> Saved data entries
◇ ◇ ◇ ◇ ◇

PR #680, opened 2022-07-29
[inductor] Per-buffer merging of contiguous dims

jansel:
This improves the logic for merging contiguous dims by reusing the kernel-level simplification on a per-buffer level.

### DIFF
--- a/torchinductor/codegen/triton.py
+++ b/torchinductor/codegen/triton.py
@@ -15,6 +15,7 @@ from .. import codecache
 from .. import config
 from .. import ir
 from ..utils import has_triton_libdevice
+from ..utils import sympy_dot
 from ..utils import sympy_product
 from ..virtualized import V
 from ..virtualized import ops
@@ -235,6 +236,12 @@ class RangeTree:
         self.prefix = prefix
         self.depth = depth
         self.length = length
+        self.recursive_names = {name}
+
+    def compute_recursive_names(self):
+        for c in self.children.values():
+            c.compute_recursive_names()
+            self.recursive_names.update(c.recursive_names)
 
     def cache_clear(self):
         for child in self.children.values():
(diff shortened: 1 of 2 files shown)


torchinductor/codegen/triton.py
```diff
@@ -274,17 +281,44 @@ def __init__(
...
         itervars = []
         for sv in reversed(lengths):
             node = node.child_node(sv)
             itervars.append(node.symbol())
+        self.compute_recursive_names()
         return list(reversed(itervars))
 
+    def vars_and_sizes(self, index: sympy.Expr):
+        """Figure out vars from this tree used in index"""
+        symbol_names = set(map(str, index.free_symbols)) & self.recursive_names
```
ngimel, line 295: can you sort this set so that kernels still have deterministic source?

torchinductor/codegen/triton.py
```diff
@@ -571,23 +604,11 @@ def var_ranges(self):
...
-            for sym in sorted_expr_symbols
-            if sym in self.range_tree_nodes
-        ]
-        if nodes:
-            nodes.sort(key=lambda x: x.depth)
-            expr = nodes[-1].simplify(expr)
-            sorted_expr_symbols = sorted(expr.free_symbols, key=lambda s: s.name)
-
-        for sym in sorted_expr_symbols:
+        for sym in expr.free_symbols:
```
ngimel, line 609: and here, expr.free_symbols is a set, so it will be iterated in arbitrary order

torchinductor/codegen/triton.py
jansel: This one is only used for `set.union` calls, so I think we want to keep it a set.  The order comes from the tree structure, not from this variable.  I'll change the other one though.

torchinductor/codegen/triton.py
jansel: fixed

ngimel (approved):

PR #683, opened 2022-07-30
Added ability for torchbench to read from a file

Chillee:
`time ./benchmarks/torchbench.py -dcuda --float16 --inductor --training --batch_size_file /scratch/chilli/fresh/torchdynamo/benchmarks/torchbench_models_list.txt`


benchmarks/torchbench.py
```diff
@@ -272,6 +273,17 @@ def load_model(
         benchmark_cls = getattr(module, "Model", None)
         if not hasattr(benchmark_cls, "name"):
             benchmark_cls.name = model_name
+        batch_size = 1
+        lines = open('/fsx/users/chilli/model_sizes.txt', 'r').readlines()
```
anijain2305, line 277: Can we put the file in torchdynamo repo itself?

ngimel:
What would be the way to run with default batch sizes?

Chillee:
@ngimel Hmm... no way here. I guess I'll add an additional flag.

Chillee:
Added `--batch_size_file` flag, which allows torchbench to read the batch size from a file.

benchmarks/common.py
```diff
@@ -1449,14 +1452,35 @@ def main(runner, original_dir=None):
     experiment = functools.partial(experiment, args, model_iter_fn)
 
     if args.only:
```
ngimel, line 1454: how does this work when args.only is false?

Chillee: Well, if you're running with `isolate` (which I think we always should), it just ends up calling `--only`.

ngimel: Can we check then that if `--batch-size-file` is set, either `--isolate` or `--only` is set too?

Chillee: Updated.

ngimel (approved):

PR #712, opened 2022-08-04
Push node associated stack trace one level deeper in dynamo->inductor

voznesenskym:
This sets it up so that the graph going into fx.Transformer has the right stack_trace associations on it, node by node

◇ ◇ ◇ ◇ ◇

> WHAT IS NEEDED
If the string "values" appears in a line of the entries, report the line.

> OUTPUT
+        for c in self.children.values():
         for child in self.children.values():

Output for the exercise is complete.